We have notifier configured to send emails on device downs to our NetCool server (and others) for ticketing purposes. Yesterday afternoon, we noticed that we were not receiving emails/ticketing for devices going down. When I looked in our NOTIFIER.OUT log, the last event that was received seemed to go through half way and then had the following text:
EventMessage: Thu 23 Mar, 2017 - 16:28:12 [Event 58d42fdc-1726-109c-0180-800005001bc9 is unavailable from Archive Manager: Response not received in time ]Only displaying most recent of 3 event messages.
When I tried to stop Archive Manager from SCP on our Primary Server, it did not appear to respond...i.e. the stop Archive Manager remained grayed out after it was clicked.
When I eventually killed the Archive Manager process on our Primary Server, our Secondary server took over processing events. When I restarted the Archive Manager process on our Primary server, it did not immediately take over processing events. We left for the day assuming that event processing would remain on our Secondary server. At some point during the evening, the Primary returned to processing events and emails were being sent as expected.
Has anyone else experienced this behavior since moving to 10.2? We have had other issues with Archive Manager between our Primary and Secondary servers. However, we have applied all the recommended patches to address these. If anyone from CA is reading, does this point to Archive Manager slowing down/hanging? Is there a way to troubleshoot if this occurs again?
We think we were able to see what caused this but are not sure why this occurred. The issue occurred again today. I had clicked the VNM model of our Spectrum server and was looking at the events coming into the VNM model. Shortly after I did this, I got another message written to the NOTIFIER.OUT log:
EventMessage: Fri 24 Mar, 2017 - 11:34:50 [Event 58d53c9a-0657-103d-0296-800005006ff3 is unavailable from Archive Manager: Response not received in time ]Only displaying most recent of 25 event messages.

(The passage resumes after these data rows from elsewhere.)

PR #897, opened 2022-11-03
Teleporter additions

AllyTally:
## Changes:

In an effort to reduce the split between custom levels and the main game, I've made a system where when exiting a teleporter, the player follows a three point Bézier curve. Point A (the starting point) is the teleporter's center, and point B and C are saved in the teleporter's data, along with facing direction, gravity state and the amount of frames that following the curve should take.

Along with adding a teleporter edentity to house this addition, this PR also runs `setteleporter()` dynamically when loading edentities, much like trinkets.

However, this PR does NOT replace the current system, and is instead locked to editor-only at the moment, for the following reasons:

- The main game does not use the edentity system (this is possible to change, but...)
- There's certain glitches that speedrunners/TASes use, and I don't know much about glitchrunner mode, so I think someone else should do that part.

## Legal Stuff:

  for these changes


AllyTally:
I've pushed a new commit which adds p5 and p6 to the `createentity` scripting command, since they were added to the internal function.

desktop_version/src/Entity.cpp
```diff
@@ -1,6 +1,7 @@
 #define OBJ_DEFINITION
 #include "Entity.h"
 
+#include <cmath>
```
InfoTeddy, line 4: Why `#include` this? I don't see any functions from it being used here. (And this is a moot point, but if you were to `#include` it, please do `#include <math.h>` instead of `#include <cmath>`.)

desktop_version/src/Map.cpp
```diff
@@ -1885,6 +1912,11 @@ void mapclass::loadlevel(int rx, int ry)
             case 13: // Warp Tokens
                 obj.createentity(ex, ey, 13, ent.p1, ent.p2);
                 break;
+            case 14: // Teleporter
+            {
```
InfoTeddy, line 1916:
```suggestion

```

desktop_version/src/Map.cpp
```diff
@@ -1885,6 +1912,11 @@ void mapclass::loadlevel(int rx, int ry)
...
+                obj.createentity(ex, ey, 14, 0, ((rx + (ry * 100)) * 20) + tempcheckpoints, ent.p1, ent.p2, ent.p3, ent.p4, ent.p5, ent.p6);
+                break;
+            }
```
InfoTeddy, line 1919:
```suggestion

```

third_party/c-hashmap
InfoTeddy, line 1: Huh?

InfoTeddy (changes requested):
Style pass.

desktop_version/src/Map.cpp
```diff
@@ -412,19 +414,44 @@ void mapclass::roomnamechange(const int x, const int y, const char** lines, cons
...
+    }
+    return a.x < b.x;
+}
+
 void mapclass::initcustommapdata(void)
 {
     shinytrinkets.clear();
+    teleporters.clear();
+
+    std::vector<SDL_Point> teleporters;
```
InfoTeddy, line 431: This code works but you should not be shadowing the class member attribute, it impacts readability. Please rename this to `customteleporters`.

InfoTeddy (changes requested):
Another style pass.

I did this yesterday while looking at unknown devices sending us traps. I didn't think that would have caused this issue.
Today, we didn't kill any process. We brought some test devices down to watch them alarm in Spectrum. The devices went down as expected but it took longer for the alert to get written to NOTIFIER.OUT and for the emails to get sent. Our SANM policy is set for 6 minutes. We got the email 15 - 20 minutes later. We also saw the delay in the event getting written to NOTIFIER.OUT. It seems to have caught back up. Any ideas on how looking at events against our VNM model could cause this delay in Archive Manager/Notifier?
A couple of things come to mind:
1. What is your event rate?
a. To calculate the rate, open the Attributes tab on the VNM model
b. Filter for EventsGenerated and move it to the right
c. Wait exactly 60 seconds and click the refresh.
d. Subtract the numbers and divide by 60 to see how many you are getting per second.
e. If it’s higher than 30 then you may have a busy SS…
2. What is your default event filter “time” set to? The filter is defaulted to 4 hours by default. We’ve seen where if the default is set to something much larger (ie 24 hours) it can cause an issue
3. Do you have a large DDM database?
a. Look at the /SS/DDM/scripts
4. You can turn ArchMgr debug: add the following to the .configrc and stop/restart Archmgr. Review ARCHMGR.OUT
Hope that helps
so.....our default event filter is set to 48 hours. I don't believe this was ever an issue before...when you say "We’ve seen where if the default is set to something much larger (ie 24 hours) it can cause an issue" do you mean that this is new to 10.2?
No, it’s not new to 10.2. But maybe your event rate is higher now than before? If that’s the default for all users, it can overload the ArchMgr if many users are clicking on event tabs. An easy, obvious test would be to knock it back down to 4 hours and see if the problem still happens.
I reset my default window back to 4 hours. I don’t think everyone is set to 48 hours here…just a handful of people. I will test this out on Monday morning and will also look at calculating the event rate then. I don’t want to cause any issues on a Friday afternoon.
IT Analyst, Level 2
Duke Health Technology Systems | Duke University Health System
Hock I Plaza, 10035
Visit the DHTS website<http://dhts.duke.edu> to learn about Duke Health IT services, order products and services and to report issues.
Confidentiality Notice: This e-mail message, including any attachments, is for the sole use of the intended recipient(s) and may contain confidential and privileged information. Any unauthorized review, use, disclosure or distribution is prohibited. If you are not the intended recipient, please contact the sender by reply e-mail and destroy all copies of the original message.
Oh, one other thing that might affect the Notifer is if you have customized the SetScript…
Jay, so we have an event rate of between 65 - 70. I have used your formula several times through out the day. Looking at the server operation, I do not see that there are any issues with performance. How is 30 and above determined to be a busy SpectroServer. I have moved my default event time frame back to 4 hours.